This report is part of the Data Science Capstone Project. The main objective is to demonstrate that the data has been successfully downloaded, loaded, cleaned, and explored. Ultimately, we will build a predictive model for text input, using natural language processing (NLP) techniques. The datasets include text from blogs, news articles, and Twitter in English.
We begin by reading the raw data and summarizing basic statistics: number of lines, words, and average words per line.
## # A tibble: 3 × 4
## Source Lines Words AvgWordsPerLine
## <chr> <int> <int> <dbl>
## 1 Blogs 899288 37334131 41.5
## 2 News 1010242 34372530 34.0
## 3 Twitter 2360148 30373583 12.9
We randomly sampled 10,000 lines from each file to reduce memory usage and processing time.
We cleaned the sampled data by: • Converting to lowercase • Removing punctuation, numbers, whitespace • Removing profanity (“bad-words.txt”)
We tokenize the cleaned data into unigrams, bigrams, and trigrams, and analyze word frequency.

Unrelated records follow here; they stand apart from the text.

PR #1117, opened 2023-06-07
Invert direction for downwards glyphs

### LINKED ISSUE #1115: Glyphs overlap and crash
### Contour Terminal version

Contour Terminal Emulator 0.3.13-master-12703311

### Installer source

Github: source code cloned

### Operating System

Arch

### Architecture

x86-64

### Other Software

_No response_

### Steps to reproduce

code that creates this issue 
```
use std::{thread, time::Duration};


fn print_u32(cha:u32)
{
    print!(
        "{}",
        match std::char::from_u32(cha) {
            Some(c) => c,
            None => '?',
        }
    );
}

fn print_u32_with_index(cha:u32)
{
    println!(
        "{}: {}",
        cha,
        match std::char::from_u32(cha) {
            Some(c) => c,
            None => '?',
        }
    )
}

fn wait(mils:u64)
{
    thread::sleep(Duration::from_millis(mils));
}

fn output_cha(cha_init:u32, cha_size:u32, print: fn(u32))
{
    let mut cha : u32 = cha_init;
    let mut counter = 0;
    while  cha < cha_init + cha_size
    {
        cha +=1;
        counter +=1;
        print(cha);

        if counter == 100
        {
            counter = 0;
            println!("");
            println!("{}", cha as f32 / (cha_size + cha_init) as f32);
            wait(100);
        }
    }
}


fn main() {
    println!("Output of Plane 1 unicode");
    let pr = print_u32; // print_u32_with_index;
    output_cha(0,55634,pr);
    wait(1000);

    println!("Output of Plane 2 unicode");
    output_cha(55634,23276,pr);
    wait(1000);

    println!("");
    println!("Output of Plane 3 unicode");
    output_cha(55634 + 23276, 60873,pr);
    wait(1000);
}

```

### Expected Behavior

_No response_

### Actual Behavior

image

some values  and assert 
```
_gridMetrics.baseline: 4
glyph.position.y: -11
yMax: -7
yMin: -16
bitmapsize.height: 9
[/home/yaraslau/repo/contour/src/vtrasterizer/TextRenderer.cpp:863] Precondition failed. rowCount <= unbox<unsigned>(glyph.bitmapSize.height)

```

### Additional notes
Example of alacritty 
image

Yaraslaut:
Closes #1115  
See https://freetype.org/freetype2/docs/reference/ft2-base_interface.html#ft_glyphslotrec
`bitmap_top` can  be negative, meaning that glyph direction is downward, this PR fixes the crash when contour can not display such glyphs, this is itself a hack since this is not how properly handle this case i suppose.
For example such figures still can be generated in contour 
image

### DIFF
--- a/src/vtrasterizer/TextRenderer.cpp
+++ b/src/vtrasterizer/TextRenderer.cpp
@@ -837,7 +837,13 @@ auto TextRenderer::createRasterizedGlyph(atlas::TileLocation tileLocation,
     }
 
     // y-position relative to cell-bottom of glyphs top.
-    auto const yMax = _gridMetrics.baseline + glyph.position.y;
+    auto yMax = _gridMetrics.baseline + glyph.position.y;
+
+    if(yMax < 0)
+    {
+        RasterizerLog()("Encountered glyph with inverted direction, swaping to normal");
+        yMax *= -1;
+    }
 
     // y-position relative to cell-bottom of the glyphs bottom.
     auto const yMin = yMax - glyph.bitmapSize.height.as<int>();
--- a/src/vtrasterizer/TextRenderer.cpp
+++ b/src/vtrasterizer/TextRenderer.cpp
@@ -839,10 +839,10 @@ auto TextRenderer::createRasterizedGlyph(atlas::TileLocation tileLocation,
     // y-position relative to cell-bottom of glyphs top.
     auto yMax = _gridMetrics.baseline + glyph.position.y;
 
-    if(yMax < 0)
+    if (yMax < 0)
     {
         RasterizerLog()("Encountered glyph with inverted direction, swaping to normal");
-        yMax *= -1;
+        yMax = std::abs(yMax);
     }
 
     // y-position relative to cell-bottom of the glyphs bottom.
--- a/metainfo.xml
+++ b/metainfo.xml
@@ -108,6 +108,7 @@
         <ul>
           <li>Do not clear search term when entering search editor again.</li>
           <li>Fixes search term rendering highlighting for search terms containing whitespaces (#966).</li>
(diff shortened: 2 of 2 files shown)


src/vtrasterizer/TextRenderer.cpp
```diff
@@ -837,7 +837,13 @@ auto TextRenderer::createRasterizedGlyph(atlas::TileLocation tileLocation,
...
 
     // y-position relative to cell-bottom of glyphs top.
-    auto const yMax = _gridMetrics.baseline + glyph.position.y;
+    auto yMax = _gridMetrics.baseline + glyph.position.y;
+
+    if(yMax < 0)
+    {
+        RasterizerLog()("Encountered glyph with inverted direction, swaping to normal");
+        yMax *= -1;
+    }
```
christianparpart, line 846:
```suggestion
    if (yMax < 0)
    {
        RasterizerLog()("Encountered glyph with inverted direction, swaping to normal");
        yMax = std::abs(yMax);
    }
```
While I am perfectly fine with inverting yMax by multiplying with `-1` I feel that using `|x|` instead is more readable, `abs(x)` I mean :)

christianparpart: Also, as you also said this is a hack, I am not 100% certain that this is how it is supposed to be fixed. I mean, if it works, i'm happy, actually. But I didn't have the time yet to actually understand this change more deeply.

christianparpart: NB: that is probably worth mentioning in the changelog section in `metainfo.xml`. Some user-facing text describing this fix.

christianparpart (changes requested):
Looks good to me, but I also didn't have too much time deeply understanding the root of this issue.

christianparpart (approved):
thanks :)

How many unique words cover 50% and 90% of total word usage?
## # A tibble: 1 × 3
## word n cumulative
## <chr> <int> <dbl>
## 1 life 730 0.501
## # A tibble: 1 × 3
## word n cumulative
## <chr> <int> <dbl>
## 1 yesterdays 9 0.900
## # A tibble: 10 × 2
## bigram n
## <chr> <int>
## 1 of the 4122
## 2 in the 3938
## 3 to the 1988
## 4 on the 1734
## 5 for the 1704
## 6 to be 1425
## 7 and the 1267
## 8 at the 1179
## 9 in a 1065
## 10 with the 1016
## # A tibble: 10 × 2
## trigram n
## <chr> <int>
## 1 <NA> 1207
## 2 one of the 334
## 3 a lot of 263
## 4 the end of 168
## 5 to be a 151
## 6 out of the 138
## 7 some of the 138
## 8 going to be 137
## 9 as well as 136
## 10 it was a 129
We will build a prediction algorithm using an n-gram backoff model: • Trigrams: If two previous words are known, suggest the most likely third. • Bigrams: If only one previous word is known, suggest the most likely next. • Unigrams: If no match, fall back to the most frequent word.
This will be deployed using a Shiny app, where users type a phrase and receive word suggestions in real time.
We’ll use the tidytext, dplyr, and shiny packages and consider performance improvements such as token pre-filtering and hash tables for fast lookup.